Esto que tienes es un amplificador clase D, con fuente SMPS. Es circuitería compleja, más aún sin un esquema para guiarte. Si no tienes experiencia con ellos, te sugiero que lo lleves a un profesional. 

Saludos!!!


----------



## DOSMETROS (Abr 24, 2018)

Cómo te dice FelixReal , son los capacitores de filtro de salida de la fuente conmutada, los otros capacitores y díodos son de la entrada de línea de la fuente conmutada.

Cuando los díodos que te indican comienzan a tener fugas ocurre lo del calentamiento , sin duda habría que cambiarlos y también esos capacitores ya recalentados .

Saludos !


----------



## gusgus23 (Abr 24, 2018)

Gracias por las sugerencias, y si voy a enviar la placa a un centro especializado. Antes quiero comentarles que acabo de encender la placa y sin enviar la señal de audio, y NO se calientan esos condensadores, cuando envío audio ahi se empieza a calentar, entonces esta falla es justo a los diodos que mencionan...?? Pregunto esto ya que quisiera tener una idea de cual seria el problema, ya que aveces en los centros técnicos se inventan problemas para cobrar mas...


----------



## DOSMETROS (Abr 24, 2018)

En teoría no debería haber diferencia , entre con y sin sonido. No será que reciben el calor de los díodos y los inductores ?
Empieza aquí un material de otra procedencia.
Issue #1362, opened 2024-05-10
[Spike] Approach to patch YAML file


sgrebnov:
1. Approach1: Use existing deserialization mehacnizm `serde_yaml` to patch yaml: [playground](https://play.rust-lang.org/?version=stable&mode=debug&edition=2018&gist=d032e70077029c42fcbc1a35682f2ebd)
   - robust, can re-use existing models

Cómo es el tema de los agudos ? Cómo y dónde están conectados ?


----------



## gusgus23 (Abr 24, 2018)

En si los diodos no se calientan para nada en comparación como lo hacen los condensadores, y tal cómo está en la primera foto lo que se calienta primero y rápido son esas dos bobinas, cabe aclarar que en ocasiones  el equipo trabaja bien por un par de horas, en otras ocasiones a los 10 minutos ya se baja el volumen solo de los agudos, enfrío la placa y empieza a subir el volumen.


----------



## DOSMETROS (Abr 24, 2018)

No me contestás cómo y dónde están conectados los agudos-tweeters ?


----------



## gusgus23 (Abr 24, 2018)

La caja ese Rcf art525a, es de dos vías ósea un parlante y un driver(agudo), en la foto el cable amarillo-azul va al agudo, no sé si eso es lo que me pregunta, porque en la placa ya estoy perdido, por lo poco que entiendo está dividido en dos etapas una para el parlante y otra para el driver(agudo).


----------



## DOSMETROS (Abr 24, 2018)

Ahh es biamplificado , es un Bafle amplificado bastante caro , mejor no lo manosees , llevalo a un service oficial , o a la garantía si todavía la tiene . . .


----------



## gusgus23 (Abr 24, 2018)

Garantía ya no tiene, y si, lo voy a llevar a un centro técnico, gracias por todo.


----------